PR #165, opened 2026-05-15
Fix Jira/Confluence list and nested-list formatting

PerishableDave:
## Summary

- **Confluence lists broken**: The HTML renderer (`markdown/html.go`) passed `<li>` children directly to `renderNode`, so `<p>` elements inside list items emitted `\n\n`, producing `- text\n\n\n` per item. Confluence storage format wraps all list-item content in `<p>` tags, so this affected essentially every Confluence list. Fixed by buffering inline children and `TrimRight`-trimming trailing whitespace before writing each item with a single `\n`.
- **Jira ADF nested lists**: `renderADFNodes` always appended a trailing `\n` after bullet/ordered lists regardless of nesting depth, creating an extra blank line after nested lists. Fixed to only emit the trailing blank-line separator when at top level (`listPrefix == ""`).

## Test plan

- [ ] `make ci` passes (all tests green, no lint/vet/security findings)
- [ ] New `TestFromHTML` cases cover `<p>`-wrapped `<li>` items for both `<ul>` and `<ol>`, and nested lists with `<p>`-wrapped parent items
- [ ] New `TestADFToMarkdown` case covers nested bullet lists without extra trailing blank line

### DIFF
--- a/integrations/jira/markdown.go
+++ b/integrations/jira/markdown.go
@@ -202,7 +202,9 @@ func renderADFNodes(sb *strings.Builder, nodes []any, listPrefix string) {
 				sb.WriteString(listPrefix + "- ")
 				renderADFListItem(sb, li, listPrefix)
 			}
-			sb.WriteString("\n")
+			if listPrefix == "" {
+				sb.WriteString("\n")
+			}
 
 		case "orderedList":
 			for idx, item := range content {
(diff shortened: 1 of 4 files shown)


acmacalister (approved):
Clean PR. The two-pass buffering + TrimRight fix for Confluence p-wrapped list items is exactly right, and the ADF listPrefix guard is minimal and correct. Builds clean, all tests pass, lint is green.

☆ ☆ ☆

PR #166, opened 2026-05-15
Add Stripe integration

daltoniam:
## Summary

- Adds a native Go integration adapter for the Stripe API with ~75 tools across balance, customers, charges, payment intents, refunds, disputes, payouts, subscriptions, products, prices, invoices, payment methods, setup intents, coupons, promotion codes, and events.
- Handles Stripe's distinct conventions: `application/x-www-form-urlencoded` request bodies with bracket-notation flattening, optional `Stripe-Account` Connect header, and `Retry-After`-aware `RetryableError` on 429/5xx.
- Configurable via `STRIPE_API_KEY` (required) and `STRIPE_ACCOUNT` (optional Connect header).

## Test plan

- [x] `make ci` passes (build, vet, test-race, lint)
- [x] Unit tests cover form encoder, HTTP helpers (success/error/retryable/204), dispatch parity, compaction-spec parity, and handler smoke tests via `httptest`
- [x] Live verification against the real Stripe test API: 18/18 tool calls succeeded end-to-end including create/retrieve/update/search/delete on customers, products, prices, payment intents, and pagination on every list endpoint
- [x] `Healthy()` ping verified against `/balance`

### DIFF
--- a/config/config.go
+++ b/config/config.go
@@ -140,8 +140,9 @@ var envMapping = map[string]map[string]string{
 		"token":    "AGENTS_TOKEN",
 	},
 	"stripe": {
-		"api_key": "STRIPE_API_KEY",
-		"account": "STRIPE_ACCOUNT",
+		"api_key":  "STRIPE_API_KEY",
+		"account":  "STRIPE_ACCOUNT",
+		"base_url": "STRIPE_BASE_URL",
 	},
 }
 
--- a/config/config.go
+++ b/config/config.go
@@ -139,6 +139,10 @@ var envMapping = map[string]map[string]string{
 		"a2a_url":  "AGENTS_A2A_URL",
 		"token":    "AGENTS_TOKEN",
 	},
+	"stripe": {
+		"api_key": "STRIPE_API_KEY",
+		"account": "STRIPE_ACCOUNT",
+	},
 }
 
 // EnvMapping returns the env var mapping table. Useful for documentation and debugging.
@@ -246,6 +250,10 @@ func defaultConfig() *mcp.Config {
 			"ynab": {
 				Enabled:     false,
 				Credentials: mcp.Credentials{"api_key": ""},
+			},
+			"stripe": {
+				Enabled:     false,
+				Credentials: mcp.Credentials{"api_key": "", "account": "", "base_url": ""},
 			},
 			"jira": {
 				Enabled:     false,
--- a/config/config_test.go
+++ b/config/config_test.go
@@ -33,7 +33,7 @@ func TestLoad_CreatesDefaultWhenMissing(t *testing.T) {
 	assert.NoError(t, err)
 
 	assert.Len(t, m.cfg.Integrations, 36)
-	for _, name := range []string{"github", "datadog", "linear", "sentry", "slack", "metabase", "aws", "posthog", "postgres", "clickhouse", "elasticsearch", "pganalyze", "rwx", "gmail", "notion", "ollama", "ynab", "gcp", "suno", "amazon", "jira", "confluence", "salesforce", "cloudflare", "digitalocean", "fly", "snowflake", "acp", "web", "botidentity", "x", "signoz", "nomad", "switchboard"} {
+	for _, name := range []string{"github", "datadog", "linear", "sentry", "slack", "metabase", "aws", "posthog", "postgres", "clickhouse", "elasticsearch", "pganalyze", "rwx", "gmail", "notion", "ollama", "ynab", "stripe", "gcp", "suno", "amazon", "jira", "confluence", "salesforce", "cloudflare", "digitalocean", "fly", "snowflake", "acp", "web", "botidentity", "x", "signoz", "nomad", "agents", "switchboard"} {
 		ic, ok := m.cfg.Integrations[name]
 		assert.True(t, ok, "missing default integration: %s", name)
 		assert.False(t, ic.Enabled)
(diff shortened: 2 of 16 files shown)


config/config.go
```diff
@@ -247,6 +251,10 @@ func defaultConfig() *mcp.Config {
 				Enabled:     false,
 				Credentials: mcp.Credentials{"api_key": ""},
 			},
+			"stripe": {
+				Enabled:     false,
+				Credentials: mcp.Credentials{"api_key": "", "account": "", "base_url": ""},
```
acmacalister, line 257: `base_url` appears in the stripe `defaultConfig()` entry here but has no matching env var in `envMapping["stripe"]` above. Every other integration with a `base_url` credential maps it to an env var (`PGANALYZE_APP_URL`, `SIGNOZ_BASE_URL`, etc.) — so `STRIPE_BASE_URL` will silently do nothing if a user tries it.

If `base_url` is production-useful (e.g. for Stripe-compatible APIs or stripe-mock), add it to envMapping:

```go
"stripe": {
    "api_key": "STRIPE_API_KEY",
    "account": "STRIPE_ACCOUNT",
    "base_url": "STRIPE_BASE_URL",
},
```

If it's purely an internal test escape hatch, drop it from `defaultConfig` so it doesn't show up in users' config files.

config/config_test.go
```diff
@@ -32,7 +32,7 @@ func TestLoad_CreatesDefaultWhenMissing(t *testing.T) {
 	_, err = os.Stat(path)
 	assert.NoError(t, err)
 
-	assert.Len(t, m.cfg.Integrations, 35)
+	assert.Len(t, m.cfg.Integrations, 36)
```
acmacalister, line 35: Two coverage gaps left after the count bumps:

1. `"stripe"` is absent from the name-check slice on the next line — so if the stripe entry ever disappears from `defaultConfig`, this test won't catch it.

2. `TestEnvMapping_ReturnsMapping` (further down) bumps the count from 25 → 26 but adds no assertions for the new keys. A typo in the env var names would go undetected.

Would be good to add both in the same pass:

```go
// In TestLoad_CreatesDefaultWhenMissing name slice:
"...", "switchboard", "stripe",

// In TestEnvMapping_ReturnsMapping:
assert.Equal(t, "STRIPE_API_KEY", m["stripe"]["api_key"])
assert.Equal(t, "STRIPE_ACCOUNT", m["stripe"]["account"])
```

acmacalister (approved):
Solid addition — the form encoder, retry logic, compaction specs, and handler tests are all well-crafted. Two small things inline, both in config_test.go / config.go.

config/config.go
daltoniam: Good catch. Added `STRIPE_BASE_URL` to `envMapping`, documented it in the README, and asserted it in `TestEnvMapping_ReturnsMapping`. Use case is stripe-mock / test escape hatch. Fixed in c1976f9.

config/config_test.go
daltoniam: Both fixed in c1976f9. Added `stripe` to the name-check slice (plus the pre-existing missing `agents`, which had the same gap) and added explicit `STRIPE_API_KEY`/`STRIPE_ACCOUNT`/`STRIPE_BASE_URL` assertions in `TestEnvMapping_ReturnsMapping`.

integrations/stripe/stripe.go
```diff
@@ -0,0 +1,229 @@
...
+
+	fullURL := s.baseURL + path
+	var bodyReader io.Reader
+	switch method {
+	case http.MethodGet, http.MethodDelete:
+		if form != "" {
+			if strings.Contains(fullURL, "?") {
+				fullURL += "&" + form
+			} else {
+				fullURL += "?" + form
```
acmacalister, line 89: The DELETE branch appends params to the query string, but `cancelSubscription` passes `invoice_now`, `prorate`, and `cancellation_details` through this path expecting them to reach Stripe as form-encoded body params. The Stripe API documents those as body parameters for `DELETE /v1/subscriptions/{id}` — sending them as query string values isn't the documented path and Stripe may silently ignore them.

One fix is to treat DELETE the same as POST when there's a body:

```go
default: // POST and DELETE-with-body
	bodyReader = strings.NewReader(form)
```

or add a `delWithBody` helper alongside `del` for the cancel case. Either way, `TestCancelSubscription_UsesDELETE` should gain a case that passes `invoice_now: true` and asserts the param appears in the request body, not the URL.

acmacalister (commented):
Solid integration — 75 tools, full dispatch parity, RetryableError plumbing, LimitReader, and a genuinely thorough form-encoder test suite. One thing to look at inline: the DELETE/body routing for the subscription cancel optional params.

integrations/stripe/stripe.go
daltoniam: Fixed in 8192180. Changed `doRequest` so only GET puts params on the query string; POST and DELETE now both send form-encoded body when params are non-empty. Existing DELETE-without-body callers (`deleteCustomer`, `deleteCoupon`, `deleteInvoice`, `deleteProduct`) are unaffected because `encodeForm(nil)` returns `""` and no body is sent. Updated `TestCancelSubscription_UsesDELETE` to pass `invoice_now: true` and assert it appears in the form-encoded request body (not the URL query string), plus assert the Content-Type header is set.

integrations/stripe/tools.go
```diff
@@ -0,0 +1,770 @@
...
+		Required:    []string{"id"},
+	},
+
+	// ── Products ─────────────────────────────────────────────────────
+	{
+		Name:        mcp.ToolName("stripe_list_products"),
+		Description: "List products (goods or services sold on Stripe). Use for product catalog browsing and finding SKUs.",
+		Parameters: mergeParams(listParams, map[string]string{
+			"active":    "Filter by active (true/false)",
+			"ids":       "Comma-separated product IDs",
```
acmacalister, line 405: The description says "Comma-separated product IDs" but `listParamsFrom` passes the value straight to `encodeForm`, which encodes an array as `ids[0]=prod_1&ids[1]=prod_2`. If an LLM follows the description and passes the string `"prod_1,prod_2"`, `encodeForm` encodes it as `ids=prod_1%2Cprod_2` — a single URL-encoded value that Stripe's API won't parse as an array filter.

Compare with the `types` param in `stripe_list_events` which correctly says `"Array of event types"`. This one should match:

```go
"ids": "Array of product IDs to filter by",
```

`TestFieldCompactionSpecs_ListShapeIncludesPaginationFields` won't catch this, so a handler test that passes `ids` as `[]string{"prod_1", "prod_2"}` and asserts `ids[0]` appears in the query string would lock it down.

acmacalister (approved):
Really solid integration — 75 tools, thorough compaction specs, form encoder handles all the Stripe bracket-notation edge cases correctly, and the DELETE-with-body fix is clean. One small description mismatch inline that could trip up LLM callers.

☆ ☆ ☆

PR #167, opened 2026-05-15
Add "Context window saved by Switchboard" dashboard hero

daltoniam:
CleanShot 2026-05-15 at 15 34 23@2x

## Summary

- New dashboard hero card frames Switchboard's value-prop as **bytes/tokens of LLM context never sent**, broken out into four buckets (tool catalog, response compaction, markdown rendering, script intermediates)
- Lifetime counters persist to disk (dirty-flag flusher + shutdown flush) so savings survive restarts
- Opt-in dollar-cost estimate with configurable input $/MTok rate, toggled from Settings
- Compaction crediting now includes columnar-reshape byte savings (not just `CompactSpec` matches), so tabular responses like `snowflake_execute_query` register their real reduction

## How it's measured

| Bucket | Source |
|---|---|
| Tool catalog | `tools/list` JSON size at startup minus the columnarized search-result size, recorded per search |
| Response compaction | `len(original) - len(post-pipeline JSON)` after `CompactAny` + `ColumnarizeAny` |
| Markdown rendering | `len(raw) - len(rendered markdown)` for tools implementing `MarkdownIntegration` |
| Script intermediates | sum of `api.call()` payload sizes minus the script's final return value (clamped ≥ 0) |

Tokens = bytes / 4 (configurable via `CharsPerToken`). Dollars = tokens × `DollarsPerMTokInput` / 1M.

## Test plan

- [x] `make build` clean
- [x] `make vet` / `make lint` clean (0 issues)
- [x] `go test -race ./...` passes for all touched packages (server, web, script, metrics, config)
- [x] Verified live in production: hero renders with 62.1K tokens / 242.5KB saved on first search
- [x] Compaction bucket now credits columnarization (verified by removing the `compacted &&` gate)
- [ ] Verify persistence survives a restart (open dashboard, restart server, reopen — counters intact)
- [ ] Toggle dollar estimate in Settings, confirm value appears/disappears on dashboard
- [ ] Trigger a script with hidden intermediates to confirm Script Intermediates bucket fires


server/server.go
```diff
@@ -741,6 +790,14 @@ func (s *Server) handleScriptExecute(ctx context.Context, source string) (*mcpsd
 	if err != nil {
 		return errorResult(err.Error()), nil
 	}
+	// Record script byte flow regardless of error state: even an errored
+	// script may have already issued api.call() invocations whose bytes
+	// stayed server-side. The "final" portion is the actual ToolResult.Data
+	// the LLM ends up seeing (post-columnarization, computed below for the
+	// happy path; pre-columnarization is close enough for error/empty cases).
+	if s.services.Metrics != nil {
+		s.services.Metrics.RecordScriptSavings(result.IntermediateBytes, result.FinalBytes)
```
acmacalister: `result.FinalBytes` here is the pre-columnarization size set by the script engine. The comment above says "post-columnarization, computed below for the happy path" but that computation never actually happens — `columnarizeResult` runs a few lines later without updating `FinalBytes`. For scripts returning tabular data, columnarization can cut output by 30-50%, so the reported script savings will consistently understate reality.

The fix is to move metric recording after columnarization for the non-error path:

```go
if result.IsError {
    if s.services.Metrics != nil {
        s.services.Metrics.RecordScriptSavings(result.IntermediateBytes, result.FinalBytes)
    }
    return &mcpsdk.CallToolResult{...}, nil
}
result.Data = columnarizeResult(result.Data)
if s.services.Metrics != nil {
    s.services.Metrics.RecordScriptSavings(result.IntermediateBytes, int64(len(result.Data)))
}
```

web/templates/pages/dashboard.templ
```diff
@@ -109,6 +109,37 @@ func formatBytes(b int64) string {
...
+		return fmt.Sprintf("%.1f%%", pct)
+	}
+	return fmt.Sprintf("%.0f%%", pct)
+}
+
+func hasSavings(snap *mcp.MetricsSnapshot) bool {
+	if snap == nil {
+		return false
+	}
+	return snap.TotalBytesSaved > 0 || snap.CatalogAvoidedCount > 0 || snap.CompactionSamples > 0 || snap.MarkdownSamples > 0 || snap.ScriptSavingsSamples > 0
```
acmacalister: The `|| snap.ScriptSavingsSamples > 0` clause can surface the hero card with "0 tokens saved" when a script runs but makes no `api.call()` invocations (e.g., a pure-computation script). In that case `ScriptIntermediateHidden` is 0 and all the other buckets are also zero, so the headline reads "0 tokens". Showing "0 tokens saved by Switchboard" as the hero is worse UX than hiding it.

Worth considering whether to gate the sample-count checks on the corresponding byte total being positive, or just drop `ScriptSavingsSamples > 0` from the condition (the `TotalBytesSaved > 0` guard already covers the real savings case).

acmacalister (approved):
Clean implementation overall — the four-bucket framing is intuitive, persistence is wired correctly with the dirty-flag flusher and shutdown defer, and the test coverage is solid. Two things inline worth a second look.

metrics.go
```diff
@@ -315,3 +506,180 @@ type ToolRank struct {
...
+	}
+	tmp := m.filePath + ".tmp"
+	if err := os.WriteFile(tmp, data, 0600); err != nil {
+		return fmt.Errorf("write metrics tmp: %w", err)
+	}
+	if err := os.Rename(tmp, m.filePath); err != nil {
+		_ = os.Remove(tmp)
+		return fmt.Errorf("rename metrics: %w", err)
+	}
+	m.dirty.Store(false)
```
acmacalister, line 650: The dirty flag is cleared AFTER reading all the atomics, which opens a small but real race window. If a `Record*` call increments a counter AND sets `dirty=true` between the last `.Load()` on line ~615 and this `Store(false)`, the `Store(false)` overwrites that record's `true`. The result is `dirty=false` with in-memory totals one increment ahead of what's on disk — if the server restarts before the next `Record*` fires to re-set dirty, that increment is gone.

☆ ☆ ☆

Looking at the entries above, copy out every line in which "opened" occurs.

PR #165, opened 2026-05-15
PR #166, opened 2026-05-15
PR #167, opened 2026-05-15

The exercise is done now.